[Saved entries]
────────────────
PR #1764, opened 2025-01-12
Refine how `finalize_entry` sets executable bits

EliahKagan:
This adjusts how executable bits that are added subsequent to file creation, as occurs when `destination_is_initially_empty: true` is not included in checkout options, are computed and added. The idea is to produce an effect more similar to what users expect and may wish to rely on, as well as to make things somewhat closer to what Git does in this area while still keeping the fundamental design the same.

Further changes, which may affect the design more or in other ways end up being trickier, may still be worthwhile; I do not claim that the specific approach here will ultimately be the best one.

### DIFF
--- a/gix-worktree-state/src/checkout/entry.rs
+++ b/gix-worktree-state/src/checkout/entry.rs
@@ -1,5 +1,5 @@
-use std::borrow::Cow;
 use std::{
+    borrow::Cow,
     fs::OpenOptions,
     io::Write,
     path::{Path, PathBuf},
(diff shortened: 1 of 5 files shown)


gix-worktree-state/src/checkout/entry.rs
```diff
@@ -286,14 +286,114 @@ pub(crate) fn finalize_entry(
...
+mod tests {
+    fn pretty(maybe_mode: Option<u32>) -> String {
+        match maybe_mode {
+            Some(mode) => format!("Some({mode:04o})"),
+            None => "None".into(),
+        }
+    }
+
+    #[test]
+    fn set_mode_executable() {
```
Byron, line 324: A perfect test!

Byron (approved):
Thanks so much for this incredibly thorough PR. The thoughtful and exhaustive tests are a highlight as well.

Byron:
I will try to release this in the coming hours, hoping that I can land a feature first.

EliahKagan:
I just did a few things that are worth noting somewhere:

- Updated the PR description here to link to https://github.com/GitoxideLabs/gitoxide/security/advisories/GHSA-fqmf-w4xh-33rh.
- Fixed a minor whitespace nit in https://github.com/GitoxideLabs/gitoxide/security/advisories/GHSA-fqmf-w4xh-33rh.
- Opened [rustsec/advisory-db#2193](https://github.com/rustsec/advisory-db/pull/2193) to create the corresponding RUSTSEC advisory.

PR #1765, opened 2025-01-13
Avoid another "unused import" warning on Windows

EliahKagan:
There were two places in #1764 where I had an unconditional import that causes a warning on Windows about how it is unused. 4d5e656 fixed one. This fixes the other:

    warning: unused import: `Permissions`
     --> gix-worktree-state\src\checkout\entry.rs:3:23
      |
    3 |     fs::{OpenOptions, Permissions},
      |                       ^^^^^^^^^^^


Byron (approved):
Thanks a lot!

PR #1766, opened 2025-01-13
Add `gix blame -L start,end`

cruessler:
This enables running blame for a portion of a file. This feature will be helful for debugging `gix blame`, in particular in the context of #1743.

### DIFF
────────────────
_What to do:_
Only the lines from the one with "corresponding RUSTSEC advisory." through the end of the data should be printed, each exactly as it appears.

_Solution:_
- Opened [rustsec/advisory-db#2193](https://github.com/rustsec/advisory-db/pull/2193) to create the corresponding RUSTSEC advisory.

PR #1765, opened 2025-01-13
Avoid another "unused import" warning on Windows

EliahKagan:
There were two places in #1764 where I had an unconditional import that causes a warning on Windows about how it is unused. 4d5e656 fixed one. This fixes the other:

    warning: unused import: `Permissions`
     --> gix-worktree-state\src\checkout\entry.rs:3:23
      |
    3 |     fs::{OpenOptions, Permissions},
      |                       ^^^^^^^^^^^


Byron (approved):
Thanks a lot!

PR #1766, opened 2025-01-13
Add `gix blame -L start,end`

cruessler:
This enables running blame for a portion of a file. This feature will be helful for debugging `gix blame`, in particular in the context of #1743.

### DIFF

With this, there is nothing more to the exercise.